Ungkapan Mbak Ihda kepada Mbak Na’im. Sejenak Mbak Na’I berpikir kemudian
mengambil nafas panjang sebelum menaggapi ungkapan sahabatnya.
“Begini
Shob, mungkin ini sudah menjadi jalanmu, Kamu masih ingat kata-kata ustadz Arif
tadi kan? Apalagi kata-kata mbak-mbak
alumni yang sering mengatakan ta’dzim pada Kyai dan ngalap barokah, Allah telah menjawab Do’amu yang sudah engkau
panjatkan di sepertiga malam_Nya. Sang Pencipta Langit mengabulkan doa’mu lewat
Gus Zakky, dan mungkin inilah barokah dari apa yang telah engkau kerjakan
setiap hari disini, Kau selalu ta’dzim pada Ibu, Abah dan keluarga ndalem yang
lain, Sampaikan keinginanmu pada kedua orang tuamu dan juga jangan lupa
sampaikan ini pula pada beliau, aku yakin beliau lebih mengerti keinginanmu,
ingat hidup adalah pilihan, engkau harus bisa memilih yang terbaik bagimu,
keluargamu dan semuanya yang telah mendukungmu”. Mbak Na’im tidak memberi
keputusan namun Mbak Na’im memberikan sedikit penjelasan yang bisa membantu
Mbak Ihda untu menentukan pilihan.
“Terima
kasih shobat, jawabanmu benar-benar membantuku, aku akan melaksanakan saranmu
setelah aku pulang, kau selalu ada disampingku disaat aku senang bahkan disaat
aku sedih, aku tak akan melupakanmu”. Segores senyum dibibir Mbak Ihda
mengembang kembali.
“Teeeeeeetz….Teeeeeeetz….Teeeeeetz…..”
suara bel agar para santri segera mengambil air wudhu.
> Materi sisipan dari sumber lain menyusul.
PR #805, opened 2022-02-26
views: moderation: Add unit tests, proper response instead of "Yo", apiDoc clarifications

fliiiix:
Things this PR addresses:
* Replace Yo response from moderation with a more appropriate response
* Add tests for moderation
* Add tests for unsubscribe and fix doc string

Contributes to #755

### DIFF
--- a/isso/tests/test_comments.py
+++ b/isso/tests/test_comments.py
@@ -660,6 +660,43 @@ class TestModeratedComments(unittest.TestCase):
         self.assertEqual(self.app.db.comments.get(id_), None)
 
 
+class TestUnsubscribe(unittest.TestCase):
+
+    def setUp(self):
+        fd, self.path = tempfile.mkstemp()
+        conf = config.load(
+            pkg_resources.resource_filename('isso', 'defaults.ini'))
+        conf.set("general", "dbpath", self.path)
+        conf.set("moderation", "enabled", "true")
+        conf.set("guard", "enabled", "off")
+        conf.set("hash", "algorithm", "none")
+
+        class App(Isso, core.Mixin):
+            pass
+
+        self.app = App(conf)
+        self.app.wsgi_app = FakeIP(self.app.wsgi_app, "192.168.1.1")
+        self.client = JSONClient(self.app, Response)
+
+        # add default comment
+        rv = self.client.post(
+            '/new?uri=test', data=json.dumps({"text": "..."}))
+        self.assertEqual(rv.status_code, 202)
+
+    def tearDown(self):
+        os.unlink(self.path)
+
+    def testUnsubscribe(self):
+        id_ = 1
+        email = "test@test.example"
+        key = self.app.sign(('unsubscribe', email))
+
+        # GET should return some html form
+        rv_unsubscribe_get = self.client.get('/id/%d/unsubscribe/%s/%s' % (id_, email, key))
+        self.assertEqual(rv_unsubscribe_get.status_code, 200)
+        self.assertIn(b"Successfully unsubscribed", rv_unsubscribe_get.data)
+
+
 class TestPurgeComments(unittest.TestCase):
 
     def setUp(self):
--- a/isso/tests/test_comments.py
+++ b/isso/tests/test_comments.py
@@ -621,7 +621,7 @@ class TestModeratedComments(unittest.TestCase):
         action = "activate"
         rv_activated = self.client.post('/id/%d/%s/%s' % (id_, action, signed))
         self.assertEqual(rv_activated.status_code, 200)
-        self.assertEqual(rv_activated.data, b"Yo")
+        self.assertEqual(rv_activated.data, b"Comment has been activated")
 
         # Activating should be idempotent
         rv_activated = self.client.post('/id/%d/%s/%s' % (id_, action, signed))
@@ -635,7 +635,7 @@ class TestModeratedComments(unittest.TestCase):
         action = "delete"
         rv_deleted = self.client.post('/id/%d/%s/%s' % (id_, action, signed))
         self.assertEqual(rv_deleted.status_code, 200)
-        self.assertEqual(rv_deleted.data, b"Yo")
+        self.assertEqual(rv_deleted.data, b"Comment has been deleted")
 
         # Comment should no longer exist
         self.assertEqual(self.app.db.comments.get(id_), None)
--- a/isso/tests/test_comments.py
+++ b/isso/tests/test_comments.py
@@ -696,6 +696,16 @@ class TestUnsubscribe(unittest.TestCase):
         self.assertEqual(rv_unsubscribe_get.status_code, 200)
         self.assertIn(b"Successfully unsubscribed", rv_unsubscribe_get.data)
 
+        # Incomplete key should fail
+        key = self.app.sign(['unsubscribe'])
+        rv_incomplete_key = self.client.get('/id/%d/unsubscribe/%s/%s' % (id_, email, key))
+        self.assertEqual(rv_incomplete_key.status_code, 403)
+
+        # Wrong key type should fail
+        key = self.app.sign(1)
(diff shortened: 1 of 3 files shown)


isso/tests/test_comments.py
```diff
@@ -604,6 +604,115 @@ def testAddComment(self):
...
+        rv = self.client.post(
+            '/new?uri=moderated', data=json.dumps({"text": "..."}))
+        self.assertEqual(rv.status_code, 202)
+        self.assertEqual(self.client.get('/id/1').status_code, 200)
+        self.assertEqual(self.app.db.comments.get(id_)["mode"], 2)
+        self.assertEqual(self.app.db.comments.get(id_)["text"], "...")
+
+        # GET should return some html form
+        action = "activate"
+        rv_activat_get = self.client.get('/id/%d/%s/%s' % (id_, action, signed))
```
ix5, line 622: `rv_activate_get`

isso/tests/test_comments.py
```diff
@@ -604,6 +604,115 @@ def testAddComment(self):
...
+        self.assertEqual(rv_activat_get.status_code, 200)
+        self.assertIn(b"Activate: Are you sure?", rv_activat_get.data)
+        self.assertIn(b"http://invalid.localmoderated#isso-1", rv_activat_get.data)
+
+        # GET should return some html form
```
ix5, line 627: Any reason for duplicating this test?

isso/tests/test_comments.py
```diff
@@ -604,6 +604,115 @@ def testAddComment(self):
...
         self.assertEqual(self.client.get('/?uri=test').status_code, 200)
 
+    def testModerateComment(self):
+
+        id_ = 1
+        signed = self.app.sign(id_)
+
+        # Create new comment, should have mode=2 (pending moderation)
+        rv = self.client.post(
+            '/new?uri=moderated', data=json.dumps({"text": "..."}))
```
ix5, line 614: Maybe use `uri=/moderated` (with slash) so that later on, the assert with `invalid.local/moderated` instead of `invalid.localmoderated` is not as confusing

isso/tests/test_comments.py
```diff
@@ -604,6 +604,115 @@ def testAddComment(self):
...
+        self.assertEqual(self.app.db.comments.get(id_)["mode"], 1)
+
+        # Edit comment
+        action = "edit"
+        rv_edit = self.client.post('/id/%d/%s/%s' % (id_, action, signed), data=json.dumps({"text": "new text"}))
+        self.assertEqual(rv_edit.status_code, 200)
+        self.assertEqual(json.loads(rv_edit.data)["id"], id_)
+        self.assertEqual(self.app.db.comments.get(id_)["text"], "new text")
+
+        # Wrong action on comment is handles by the routing
```
ix5, line 655: handled

isso/tests/test_comments.py
```diff
@@ -604,6 +604,115 @@ def testAddComment(self):
         self.app.db.comments.activate(1)
         self.assertEqual(self.client.get('/?uri=test').status_code, 200)
 
+    def testModerateComment(self):
+
+        id_ = 1
```
ix5, line 609: Using `id_` instead of my usage of private `_id` is much smarter, good catch!

isso/tests/test_comments.py
```diff
@@ -604,6 +604,115 @@ def testAddComment(self):
...
+        email = "test@test.example"
+        key = self.app.sign(('unsubscribe', email))
+
+        # GET should return some html form
+        rv_unsubscribe_get = self.client.get('/id/%d/unsubscribe/%s/%s' % (id_, email, key))
+        self.assertEqual(rv_unsubscribe_get.status_code, 200)
+        self.assertIn(b"Successfully unsubscribed", rv_unsubscribe_get.data)
+
+        # Incomplet key should fail
```
ix5, line 706: Incomplete, same for `rv_incomplete_key`

isso/views/comments.py
```diff
@@ -649,7 +646,7 @@ def unsubscribe(self, environ, request, id, email, key):
                 &lt;/script&gt;
 
     @apiSuccessExample Using POST:
-        Yo
+        Comment is deleted
```
ix5, line 649: "Comment deleted" / "Comment has been deleted" ?

isso/views/comments.py
```diff
@@ -689,7 +686,7 @@ def moderate(self, environ, request, id, action, key):
             with self.isso.lock:
                 self.comments.activate(id)
             self.signal("comments.activate", thread, item)
-            return Response("Yo", 200)
+            return Response("Comment is activated", 200)
```
ix5, line 689: "Comment activated" / "Comment has been activated" ?

isso/views/comments.py
```diff
@@ -704,7 +701,7 @@ def moderate(self, environ, request, id, action, key):
             self.cache.delete(
                 'hash', (item['email'] or item['remote_addr']).encode('utf-8'))
             self.signal("comments.delete", id)
-            return Response("Yo", 200)
+            return Response("Comment is deleted", 200)
```
ix5, line 704: dito

ix5 (changes requested):
Nice effort! Some minor nits here and there.

Please also keep commit message titles under 50 chars (or at least under 70, if otherwise not possible), else GitHub will hard-break the title with ellipses.

isso/tests/test_comments.py
fliiiix: its also what PEP8 tells you to do ;)

isso/tests/test_comments.py
fliiiix: nope this is a rebase mistake i overlooked

fliiiix:
Thanks for the review :tada:  i addressed all your feedback, take an other look if you spot any issues

Except the thing with the git commit message length, im not to sure what i should do there I can drop the prefix to make them shorter, but i guess the idea is to use prefixes? I can create super short unspecific commit messages which i feel would be worse. 
So i am a bit lost how i should solve that any ideas?

isso/views/comments.py
```diff
@@ -561,25 +561,19 @@ def delete(self, environ, request, id, key=None):
     @apiParam {string} email
         The email address of the subscriber.
     @apiParam {string} key
-        The key to authenticate the subscriber.
+        The key to authenticate the subscriber. Containing a list with the keyword unsubscribe and the email ['unsubscribe', email].
```
ix5, line 564: Maybe mention here that the key is also base64-encoded.
The stray `['unsubscribe', email]` here is also a bit confusing.
Maybe put it on a new line with "Expected syntax" or something.

ix5 (commented):
> Except the thing with the git commit message length, im not to sure what i should do there I can drop the prefix to make them shorter, but i guess the idea is to use prefixes? I can create super short unspecific commit messages which i feel would be worse. So i am a bit lost how i should solve that any ideas?

Don't worry too much about that. Those commit message conventions are just that, _conventions_. I personally use abbreviations or more terse wording and kind of "force" myself to keep below 50 chars, as I've set my editor to "warn" me when I go over.

E.g.
```
views: comments: moderation: Replace Yo response with a more descriptive text
```
I'd replace with
```
views: comments: Proper response instead of 'Yo'
```

But again, that's just stylistic pet peeves. You'll notice the usefulness of short commit messages when browsing git logs and being annoyed at the cut-off messages ending in ellipses.

---

Thanks for those tests. One inline comment, everything else looks marvelous!

isso/views/comments.py
ix5: Pushed to your branch with my suggested change. I've left the base64 encoding part out because there's also a signature attached, which would just be confusing.

ix5:
Verified using `make test` and `npm i apidoc; npx apidoc --config apidoc.json --input isso/ --output _apidoc/`

Thank you for your contribution!

isso/views/comments.py
fliiiix: thanks :+1:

Hiruk pikuk para santri
dan jeritan suara antripun menyelimuti pesantren. Mbak Ihda dan Mba Na’in
langsung menuju tempat wudhu, mereka berdua ikut antri menunggu giliran wudhu.
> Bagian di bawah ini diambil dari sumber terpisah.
PR #808, opened 2022-03-06
setup.py: drop python3.5 support

fliiiix:
Since not tests are run for 3.5 drop support
with the next release.
Also Python 3.5 has reached end-of-life on 5-Sep-2020.
Python 3.5.10 is the final release of 3.5.
https://www.python.org/downloads/release/python-3510/


fliiiix:
Technically even 3.6 is unsupported but as long as there is no need to drop support i would argue its continent to still support it.

fliiiix:
This change should probably be noted in some changelog?

CHANGES.rst
```diff
@@ -3,6 +3,9 @@ Changelog for Isso
 
 %(version)s (%(date)s)
 
+- Drop support for outdate Python version 3.5
```
ix5, line 6: outdated

ix5 (changes requested):
Please also change `docs/docs/install.rst` which mentions 3.5 as well

ix5:
Hey @fliiiix, you're also very welcome to join the `#isso` IRC channel, preferably via [Matrix: #isso](https://matrix.to/#/#isso:libera.chat) or on [Libera.Chat](https://libera.chat/) directly.

fliiiix:
I will update this PR hopefully on the weekend.

ix5:
While you're at it, maybe also test compatibility with 3.11 and advertise that?

CHANGES.rst
fliiiix: done

fliiiix:
3.11 is not release yet so i would wait for the official release

ix5:
> 3.11 is not release yet so i would wait for the official release

My thinking was that we can already put it into the GH actions test matrix before the release is out, but not yet adversise support in `setup.py`.

Doesn't matter too much though, merged.

PR #809, opened 2022-03-06
CHANGES.rst: Fix small typos

fliiiix:


fliiiix:
fair point but i guess simple fixing simple typos should always be ok, but i would agree that you don't want to change more that that

PR #810, opened 2022-03-06
Bugfix/api docs

fliiiix:
some small api docs changes


ix5:
Verified using:
```sh
npm install apidoc
npx apidoc --config apidoc.json --input isso/ --output _apidoc/
firefox _apidoc/index.html
```
(we probably ought to document this procedure somewhere and also upload those generated apiDocs somewhere)

Thanks for the contribution!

Para santri harus wudhu satu-satu bergantian di kran yang jumlahnya sangat
terbatas namun setelah melihat Mbak Ihda dan Mbak Na’im mengantri, ada beberapa
orang santri mempersilahkan Mbak Na’im dan Mbak Ihda untuk wudhu duluan.
Mbak Ihda dan Mbak
Na’im adalah sahabat sejoli yang dipertemukan di As Sudara P.P.P Alma’ruf
walau dari kelurga yang sangat berbeda.